Financing pirate expeditions can be quite cheap by comparison. The most basic ones cost a few hundred dollars, which may be covered by those taking part. Bigger expeditions, involving several vessels, may cost $US30,000 and require professional financing, This comes from former police and military officers or civil servants, qat dealers, fishermen and former pirates. They take anywhere between 30% and 75% of the ransom.
A typical operation has three to five investors. Some provide loans or investment advice to other financiers. Some financiers, especially those in the Somali diaspora who have little cash inside Somalia but large deposits abroad, employ what the report describes as “trade-based money-laundering” to send funds to Somalia. This involves finding legitimate Somali importers willing to use a financier’s foreign money to pay for their shipments and reimburse him at home in cash once the goods are sold.
Pay as you go
The same technique is sometimes used to transfer ransom money out of Somalia. Cash is also smuggled across the region’s porous borders or transferred through intermediaries. One pirate took $US12,000 in $US50 and $US100 bills to an office that transmits money and wired it abroad, bought a car and shipped it back to Somalia. The Somali financial sector is surprisingly dynamic and growing more quickly than state institutions. Various internet-payment services have popped up, even in the roughest parts of the country.

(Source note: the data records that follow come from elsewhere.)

PR #3341, opened 2025-07-29
dap: make exec shell persistent across the build

jsternberg:
Invoking the shell will cause it to persist across the entire build and
to re-execute whenever the builder pauses at another location again.

This still requires using `exec` to launch the shell. Launching by frame
id is also removed since it no longer applies to this version.


ktock (approved):
Thanks

dap/debug_shell.go
```diff
@@ -0,0 +1,211 @@
...
+	}
+	defer s.sem.Release(1)
+
+	ctr, err := build.NewContainer(ctx, rCtx, cfg)
+	if err != nil {
+		return err
+	}
+	defer ctr.Cancel()
+
+	fmt.Fprintf(in.Stdout, "Running %s in build container.\n", strings.Join(append(cfg.Entrypoint, cfg.Cmd...), " "))
```
rcjsuen:
```
Running /bin/sh in build container.
/ # 
Running /bin/sh in build container.
/ # 
Running /bin/sh in build container.
/ # 
```
Is there a way for us to include the line number or some other additional context information here I wonder? 🤔 For someone new to the feature they may think it is misbehaving if they see the same log message being sent multiple times.

rcjsuen: Preferably some information that _changes_ with every step. That will help clearly indicate to the user that _something_ has changed.

crazy-max: Was wondering the same thing when testing on my side:

image

For this Dockerfile:

```dockerfile
FROM alpine
RUN echo hello
RUN echo foo
RUN echo bar
```

Maybe smth like this?:

```
Running /bin/sh in build container from "RUN echo foo"
/ # 
Running /bin/sh in build container from "RUN echo bar"
/ # 
```

crazy-max: And if it's the default shell then just the following would be fine I think:

```
Running shell from "RUN echo foo"
/ # 
Running shell from "RUN echo bar"
/ # 
```

crazy-max: > to include the line number

Or maybe line number is better as a similar command could exist in multiple places or could be very long in some Dockerfiles.

rcjsuen: We also need to make it clear that the directory structure has been reset. If I edit a file or run `apk add` or whatever, it all gets wiped when I advance to the next step in the debugger.

jsternberg: I've included the line number and an additional message to say the changes will be reset when the build continues.

crazy-max:
Looks good on Linux and macOS but I don't have the prompt on Windows:

```
2025-07-31T14:31:44.161Z [debug] {"message":"DAP message will be received from the editor","dapMessage":{"command":"evaluate","arguments":{"expression":"exec","frameId":3,"context":"repl"},"type":"request","seq":11},"id":"3d979d6e-9864-444a-b86b-5121aeeb166e","name":"Docker: Build"}
2025-07-31T14:31:44.181Z [debug] {"message":"DAP message has been sent to the editor","dapMessage":{"seq":34,"type":"request","command":"runInTerminal","arguments":{"kind":"integrated","cwd":"","args":["docker","buildx","dap","attach","C:\\Users\\crazy\\AppData\\Local\\Temp\\buildx-dap-exec4118734859\\s.sock"],"env":{"BUILDX_EXPERIMENTAL":"1"}}},"id":"3d979d6e-9864-444a-b86b-5121aeeb166e","name":"Docker: Build"}
2025-07-31T14:31:44.191Z [debug] {"message":"DAP message will be received from the editor","dapMessage":{"type":"response","seq":12,"command":"runInTerminal","request_seq":34,"success":true,"body":{"shellProcessId":30624}},"id":"3d979d6e-9864-444a-b86b-5121aeeb166e","name":"Docker: Build"}
2025-07-31T14:31:44.192Z [debug] {"message":"DAP message has been sent to the editor","dapMessage":{"seq":35,"type":"response","request_seq":11,"success":true,"command":"evaluate","body":{"result":"Started process attached to C:\\Users\\crazy\\AppData\\Local\\Temp\\buildx-dap-exec4118734859\\s.sock.","variablesReference":0}},"id":"3d979d6e-9864-444a-b86b-5121aeeb166e","name":"Docker: Build"}
2025-07-31T14:31:44.192Z [debug] {"message":"DAP message will be received from the editor","dapMessage":{"command":"scopes","arguments":{"frameId":3},"type":"request","seq":13},"id":"3d979d6e-9864-444a-b86b-5121aeeb166e","name":"Docker: Build"}
2025-07-31T14:31:44.192Z [debug] {"message":"DAP message has been sent to the editor","dapMessage":{"seq":36,"type":"response","request_seq":13,"success":true,"command":"scopes","body":{"scopes":[{"name":"Arguments","presentationHint":"arguments","variablesReference":16777217,"expensive":false}]}},"id":"3d979d6e-9864-444a-b86b-5121aeeb166e","name":"Docker: Build"}
2025-07-31T14:31:44.193Z [debug] {"message":"DAP message will be received from the editor","dapMessage":{"command":"variables","arguments":{"variablesReference":16777217},"type":"request","seq":14},"id":"3d979d6e-9864-444a-b86b-5121aeeb166e","name":"Docker: Build"}
2025-07-31T14:31:44.193Z [debug] {"message":"DAP message has been sent to the editor","dapMessage":{"seq":37,"type":"response","request_seq":14,"success":true,"command":"variables","body":{"variables":[{"name":"platform","value":"linux/amd64","variablesReference":16777218},{"name":"exec","value":"/bin/sh -c echo foo","variablesReference":16777219}]}},"id":"3d979d6e-9864-444a-b86b-5121aeeb166e","name":"Docker: Build"}
```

The report identifies Djibouti, Kenya and the United Arab Emirates (UAE) as the main transit points and final destinations for much of the loot. The financial institutions in Dubai, part of the UAE, are a particular worry. Investigators concluded that the ransom from the hijacking of the MV Pompei in 2012 was moved to Djibouti, then wired to banks in Dubai.
A third of pirate financiers invest profits in setting up militias or gaining political influence. Some also finance religious extremists. Ciise Yulux, one of the most active pirate leaders who is reckoned to command up to 70 men, provided money and equipment to fighters linked to the Shabab and al-Qaeda in 2012. Much of the rest flows into property and the qat trade.

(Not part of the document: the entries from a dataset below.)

PR #3348, opened 2025-07-31
dap: utilize the `dap.hint.noparent` from LLB if it exists

jsternberg:
This annotation signals that the LLB node doesn't have a direct parent
and the inputs are disconnected. This prevents us from accidentally
including them in the same stack frame.

Requires https://github.com/moby/buildkit/pull/6117.

### DIFF
--- a/dap/thread.go
+++ b/dap/thread.go
@@ -3,6 +3,7 @@ package dap
 import (
 	"context"
 	"path/filepath"
+	"strconv"
 	"sync"
 
 	"github.com/docker/buildx/build"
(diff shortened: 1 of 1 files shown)


dap/thread.go
```diff
@@ -163,8 +164,22 @@ func (t *thread) createBranch(last *step) (first *step) {
 		}
 
 		op := t.ops[first.dgst]
+
+		hasParent := len(op.Inputs) > 0
+		if m, ok := t.def.Metadata[first.dgst]; ok {
+			if s, ok := m.Description["com.docker.dap.hint.v1.noparent"]; ok {
```
crazy-max: Was wondering if we could use a fallback frontend image like we have done for build checks and outline requests so everyone can benefit from this feature but would need first a frontend capability I suppose which I don't think is necessary.

jsternberg:
Not needed anymore.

Qat-chewing is big (and generally legal) business in much of the region, and the role of Somalis in distributing it is growing. The lack of transparency or monitoring of the qat trade in Kenya, the main supplier to Somalia, makes it susceptible to crime. Nine tonnes of the green leaf is flown each day from Kenya to Mogadishu, say airport officials. In some cases, pirate financiers have taken over entire qat co-operatives. They invested in the trade partly to feed the pirates’ habit. That is especially lucrative because of their willingness to pay over the odds. The writers of the study suggest ways to disrupt the money flows from piracy, such as better monitoring of cash transmitters and qat producers. But it may be harder to stop laundering the money than to curb the piracy itself.